South Korea’s Samsung Electronics Co. Ltd. is offering a 32-gigabyte
(GB) NAND flash-based, solid-state disk (SSD) for mobile computing applications.
Samsung (Seoul) also sells hard disk drives, but the company is aggressively
developing NAND-based solid-state storage devices as a potential replacement for
traditional storage, especially in MP3 players like Apple Computer Inc.’s iPod.

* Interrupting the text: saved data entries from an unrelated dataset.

PR #1222, opened 2026-09-06
fix(skills): print usage instead of crashing in gmgn-holder-analysis

### LINKED ISSUE #957: [Bug]: gmgn-holder-analysis crashes with IndexError on missing args or --help flag
### Duplicate check

### AgentOS version or commit

2026.9.2 (commit 8cdd5a35f36ed46c430abdc3b445ea6937619831)

### Area

Tools

### Reproduction steps

1. Invoke the bundled `gmgn-holder-analysis` script without arguments:
   `python src/agentos/skills/bundled/gmgn-holder-analysis/scripts/analyze.py`
2. Or invoke with the `--help` / `-h` flag:
   `python src/agentos/skills/bundled/gmgn-holder-analysis/scripts/analyze.py --help`
3. Observe the unhandled Python exception.

### Expected behavior

The script should validate argument presence, print usage, and exit cleanly with code 2:
`Usage: analyze.py <token_address> <chain> [zh|en]`

### Actual behavior

The script directly indexes `sys.argv[1]` and `sys.argv[2]` without length checks, crashing with an unhandled exception:

### Environment

iamhaniofficial:
Fixes #957

## The bug

`src/agentos/skills/bundled/gmgn-holder-analysis/scripts/analyze.py` read its arguments at import time with no length check:

```python
TOKEN_ADDR = sys.argv[1]
CHAIN      = sys.argv[2]
LANG       = sys.argv[3] if len(sys.argv) > 3 else 'zh'
```

So both of these died with an unhandled `IndexError` traceback instead of telling the caller what the script wants:

```
$ python .../scripts/analyze.py

$ python .../scripts/analyze.py --help
```

## The fix

The same guard the sibling `gmgn-wallet-score/scripts/score.py` already carries, placed before the first index:

- `-h` / `--help` → usage on **stdout**, exit **0**
- fewer than two positional arguments → usage on **stderr**, exit **2**

```
Usage: .../analyze.py <token_address> <chain> [zh|en]
```

Nothing else in the script changes; the argument shape is exactly what `SKILL.md` already documents.

## Tests

New `tests/test_skill_gmgn_holder_analysis.py` — 4 offline subprocess tests: no args, one arg, `-h`, `--help`. Each asserts the exit code, the usage text, and that no `Traceback` reaches stderr. All 4 fail against the unfixed script.

## Verification

```
uv run pytest tests/test_skill_gmgn_holder_analysis.py \
              tests/test_skills_inventory.py \
              tests/test_skills_provenance_contract.py \
              tests/test_skills_script_paths.py -q
45 passed
```

### DIFF
--- a/CHANGELOG.md
+++ b/CHANGELOG.md
@@ -45,6 +45,15 @@ The format is based on [Keep a Changelog](https://keepachangelog.com/en/1.0.0/).
   iterations inside a turn still weighs recorded spend only, so no turn is
   stopped by its own reservation
   ([#823](https://github.com/use-agent-os/agent-os/issues/823)).
+- The bundled `gmgn-holder-analysis` script prints usage instead of crashing
+  when it is run without arguments. `analyze.py` read `sys.argv[1]` and
+  `sys.argv[2]` at import time with no length check, so `analyze.py` on its own
+  and `analyze.py --help` both died with an unhandled `IndexError` traceback
+  rather than telling the caller what the script wants. It now answers `-h` and
+  `--help` on stdout with exit 0, and a missing token address or chain with
+  `Usage: analyze.py <token_address> <chain> [zh|en]` on stderr and exit 2 —
+  the same guard its sibling `gmgn-wallet-score` script already carries
+  ([#957](https://github.com/use-agent-os/agent-os/issues/957)).
 - The MCP `stdio` client speaks the transport's newline framing instead of
   LSP-style `Content-Length` headers. `MCPStdioClient` wrote
   `Content-Length: N\r\n\r\n<body>` to the server's stdin and rejected any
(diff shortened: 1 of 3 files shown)


andreapn (approved):
LGTM

Verified locally:

- **Matches the sibling precedent byte-for-byte.** `gmgn-wallet-score/scripts/score.py:4-15` already carries this exact guard shape — `-h`/`--help` to stdout with exit 0, then `len(sys.argv) < 3` to stderr with exit 2, both placed before the first index. The two bundled scripts now read the same way.
- `-h`/`--help` exiting 0 on stdout is the right call over the issue's suggested "exit 2 for everything": help was explicitly requested, so it isn't an error, and it matches the sibling.
- **Tests: 4 passed**; **mutation test:** all 4 fail against the unfixed script (no-args, one-arg, `-h`, `--help`), each asserting exit code, usage text, and no `Traceback` on stderr.
- `ruff check` clean. (`ruff format --check` flags `analyze.py`, but that's pre-existing on main — bundled skill scripts use aligned assignments and are excluded from the mypy gate; CI runs `mypy src/agentos` only.)
- CHANGELOG entry lands in `[Unreleased] → Fixed`.

Picked over #961, which sends `--help` to stderr with exit 2, doesn't recognise `--help` in the second position, and has a malformed CHANGELOG line (the script name is missing: "-  script now validates...").

PR #979, opened 2026-09-02
fix(rwa): validate --rpc-url scheme in rwa_lookup.py (#968)

Tiktokaiagent:
## Summary

The lookup script passed `--rpc-url` straight into `urllib.request.urlopen` without scheme validation, allowing file:// and other non-http(s) schemes to read arbitrary local files when invoked from an agent context.

## Fix

- Added `_validate_rpc_url()` using `urlsplit` that rejects any scheme outside {http, https}
- Validates at the call site: both `_rpc_batch()` (line 222) and `main()` before any network use
- Corrected all Bandit `# noqa: S310` comments to document the validated endpoint

Closes #968

## Testing

39 deterministic regression tests:

| Tests | What they prove |
|-------|----------------|
| 15x `test_url_valve` | Parametrized: 6 valid + 9 invalid schemes |
| 6x `TestRpcBatch` | `_rpc_batch` validates at call site |
| 8x `TestMainCli` | `main()` validation via CLI exit code 2 |
| 5x `TestEdgeCases` | Paths, ports, query params, auth, case-insensitive |
| 3x `TestS310Suppression` | Every `# noqa: S310` has documented endpoint |

## Quality gate

- `ruff check src tests` — passed
- `uv run pytest tests/test_skills/test_rwa_lookup_rpc_url.py -v --tb=short` — 39 passed
- `uv build --wheel` — passed

PR #1224, opened 2026-09-06
fix(skills): pin robinhood-rwa-addresses --rpc-url to http(s)

### LINKED ISSUE #968: [Bug]: [Bug]: robinhood-rwa-addresses: unvalidated --rpc-url scheme allows local file read via urlopen

iamhaniofficial:
Fixes #968

## The bug

`rwa_lookup.py` handed `--rpc-url` straight to `urllib.request.urlopen` under a blanket suppression:

```python
req = urllib.request.Request(  # noqa: S310 - operator-supplied RPC endpoint
    rpc_url,
    ...
)
with urllib.request.urlopen(req, timeout=timeout) as resp:  # noqa: S310
```

`urlopen`'s default opener also handles `file:`, `ftp:` and `data:`, and nothing in `main()` checked the scheme. So:

```
$ python .../rwa_lookup.py --query Apple --rpc-url file:///etc/hosts
```

read and parsed a local file. The `# noqa` comment assumed an *operator*-supplied endpoint, but this is a bundled agent skill: in an agent workflow the flag can be steered by model output, which turns it into arbitrary local reads. `http_fetch.py` and `chain_stocks.py` in the same bundled tree already validate their URLs.

## The fix

A new `validate_rpc_url()` next to `RpcError`, applying the same `{"http", "https"}` allowlist `http_fetch.py` uses, enforced in two places:

- **`main()`** — rejects a bad scheme with the usage error on stderr and exit **2**, *before* any network or filesystem work, so the caller gets a clear failure rather than a silently degraded `status: "unverified"` result. Skipped under `--no-verify`, where the URL is never dereferenced.
- **`_rpc_batch()`** — the one call site that reaches `urlopen`, so no caller (including `verify_tokens`) can route around the check. This is what makes the `# noqa: S310` genuinely safe; the comment now says why.

`verify_tokens` already catches `ValueError` and degrades to `unverified`, so the library path stays non-raising as documented.

## Tests

New `tests/test_skill_robinhood_rwa_rpc_url.py` (19 tests, offline):

- `validate_rpc_url` rejects `file://`, `file://localhost/...`, `FILE://` (case), `ftp://`, `data:`, a bare filesystem path, and the empty string
- accepts `http://`, `https://`, mixed case, and the shipped `DEFAULT_RPC_URL`
- `_rpc_batch` raises for every rejected scheme with `urlopen` monkeypatched to fail the test if it is ever reached
- end-to-end: the CLI given a `file://` URI for a real temp file exits 2 and the file's contents appear in neither stdout nor stderr

All 19 fail against the unfixed script.

## Verification

```
uv run pytest tests/test_skill_robinhood_rwa_rpc_url.py \
              tests/test_skill_robinhood_rwa.py \
              tests/test_skill_robinhood_rwa_cards.py \
              tests/test_skills_inventory.py -q
88 passed
```

No flag added or removed; `--rpc-url` keeps its default and its documented meaning.

### DIFF
--- a/CHANGELOG.md
+++ b/CHANGELOG.md
@@ -159,6 +159,17 @@ The format is based on [Keep a Changelog](https://keepachangelog.com/en/1.0.0/).
   so retries at the same destructiveness do not re-prompt. `/forget <path>`
   clears every grade for the path, not just the plain one
   ([#849](https://github.com/use-agent-os/agent-os/issues/849)).
+- The bundled `robinhood-rwa-addresses` lookup pins `--rpc-url` to `http` and
+  `https`, closing a local-file read. `rwa_lookup.py` passed the flag straight
+  into `urllib.request.urlopen` under a blanket `# noqa: S310` — and `urlopen`
+  also speaks `file:`, `ftp:` and `data:`, so `--rpc-url file:///etc/hosts`
+  made the process read and parse that path. In an agent workflow the endpoint
+  can be steered by model output, which turns an unchecked flag into arbitrary
+  local reads. A new `validate_rpc_url()` applies the same scheme allowlist the
+  bundled `http_fetch` script uses: `main()` rejects a bad scheme with a usage
+  error and exit 2 before any network or filesystem work, and `_rpc_batch()`
+  re-checks at the one call site that reaches `urlopen`, so no caller can route
+  around it ([#968](https://github.com/use-agent-os/agent-os/issues/968)).
 
 ## [2026.9.5] - 2026-09-05
 
--- a/src/agentos/skills/bundled/robinhood-rwa-addresses/scripts/rwa_lookup.py
+++ b/src/agentos/skills/bundled/robinhood-rwa-addresses/scripts/rwa_lookup.py
@@ -30,6 +30,7 @@ import json
 import re
 import sys
 import urllib.error
+import urllib.parse
 import urllib.request
 from typing import Any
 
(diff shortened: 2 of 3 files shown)


andreapn (approved):
LGTM

Verified the vulnerability and the fix end-to-end in a clean worktree:

```
# main (unfixed) — dereferences the file: URI
$ python rwa_lookup.py --query Apple --rpc-url file:///tmp/canary.txt
publish_artifact ... "rpc": "file:///tmp/canary.txt" ...

# this PR — refuses before any I/O
$ python rwa_lookup.py --query Apple --rpc-url file:///tmp/canary.txt
invalid --rpc-url 'file:///tmp/canary.txt': must start with http:// or https://
```

- **Enforcing at `_rpc_batch()` as well as `main()` is the right design** — that's the only call site reaching `urlopen`, so no caller (including `verify_tokens`) can route around it, and it's what makes the `# noqa: S310` genuinely true rather than an assumption. The updated comment now says why.
- **Scheme detection via `urlsplit`** matches `chain_stocks.py:74` in the same bundled tree, which is the stronger of the two in-repo precedents (`http_fetch.py:61` uses a `startswith` prefix check). Same `{"http","https"}` allowlist either way.
- Skipping the check under `--no-verify` is correct — the URL is never dereferenced on that path.
- **Tests: 88 passed** across the new file plus the two existing rwa suites and the skills inventory; **mutation test:** all 19 fail against the unfixed script, including the end-to-end case asserting the file's contents reach neither stdout nor stderr.
- `ruff check` / `ruff format --check` / `mypy` clean. CHANGELOG entry lands in `[Unreleased] → Security`.

Picked over #979, which is close in substance but validates unconditionally in `main()` (breaking `--no-verify` with a placeholder URL) and opens a second `### Security` heading under `[Unreleased]`, duplicating the one already there.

Apple is using NAND-based solid-state storage in some iPods and hard drives in
other models.
Now, Samsung is expanding its flash storage efforts into notebook PCs and
related markets, which puts the company in further competition against the
disk-drive makers. The company’s new product, dubbed the 32-GB Flash-SSD, is
said to serve the same purpose as a hard disk drive for notebooks and other
mobile computers, according to Samsung.
According to the Company sources, the solid-state storage drive is said to
weigh only half as much as a comparably-sized, 1.8-inch hard drive, but it reads
data three times faster and writes data 1.5 times faster. Further, Flash-SSD
uses just 5 percent of the electricity needed to power a hard disk drive and is
noiseless. Overall, Samsung sees the global solid-state storage market surging
from $540 million in 2006 to $4.5 billion by 2010.
In a separate announcement, Samsung said that its OneNAND product will be
offered for the first time in external memory cards. OneNAND is a device that
incorporates buffer memory, a controller and NAND flash memory on a single
chip.An alternative to standard NAND flash memory cards, the OneNAND-based
memory cards are available in 32- to 256-MB densities.
Samsung's new, high-performance memory card, moviNAND, combines a
MultiMediaCard v.4 (MMC) controller with up to 4-GB of NAND. Typical
applications include MP3 players, digital still cameras, mobile phones, and
small form-factor PCs. moviNAND can transfer mobile video and other multimedia
data at speeds of up to 52-megabits-per-second, according to Samsung.